Zij was een andere geworden, vreemd voor hem opkomend uit de onbekendheid der tijden, die waren weggesneden in hun gescheiden leven. Alleen herkende hij een vage herinnering, heel ver voorschemerend achter de langsaam-overgelaagde verandering van haar gezicht.
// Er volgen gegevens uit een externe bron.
PR #277, opened 2025-02-18
feat: Implement payload queries

RomanHodulak:
### Description
This PR improves the implementation of payloads that cause the `op-node` to stall the blockchain indefinitely.

This happens when one payload is requested more than once before starting to build a new block. In that case the payload cannot be retrieved because it is dropped immediately when fetched.

Not only is this a side-effect of a method that should behave idempotently. The payloads are also kept in-memory and inside `StateActor`, making it coupled with implementation and impossible to inject database backed implementation.

### Changes
* Add support for historical fetching of payloads
* Add support for fetching the same payloads repeatedly
* Decouple `StateActor` from payload query implementation
* Declare `PayloadQueries` and inject it into `StateActor`
* Implement `PayloadQueries` in-memory
* Implement `PayloadQueries` using `rocksdb`

### Testing
* Add unit test scenario of getting one payload repeatedly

En plotseling duidelijkte het voor hem dat alles was veranderd.
Uit de vreemdheid van den tuin scherpte het oud-vervallene naar zijn oogen; de dun-begroende grasperken waarin droog de bloemstruiken kaalden, lagen dor-grijs, wezenloos in de ombuiging der ongelijk-zandige paden; de grauw-doffende wanden van de veranda klaagden verweloos in het licht met de warreling van hangend groen waarin de streeping van kale takken reeg, dungevlekt met het oude geel van doode bladen; de molm-grauwende latting van het hek vaalde troosteloos ineenzakkend met de ongel ij k-brekende hanging der spijlen, waarlangs een dun-vretende moslaag groende.
Hij probeerde alles weer te zien, zooals hij het ’s ochtends had gedacht, zooals het voor zijn oogen had gestaan toen hij hier kwam, maar de werkelijkheid matte telkens in hem neer, moe-nuchterend de onwaarheid van zijn illusies. En achteroverleunend zijn hoofd tegen de ruwe hardheid van den muur, bleef hij beweegloos zitten, star-kijkend naar de rustige neerligging van den tuin, waarvan de kleuren zachtjes dofden onder de vochtwazing der tranen die luidloos in zijn oogen schrijnden.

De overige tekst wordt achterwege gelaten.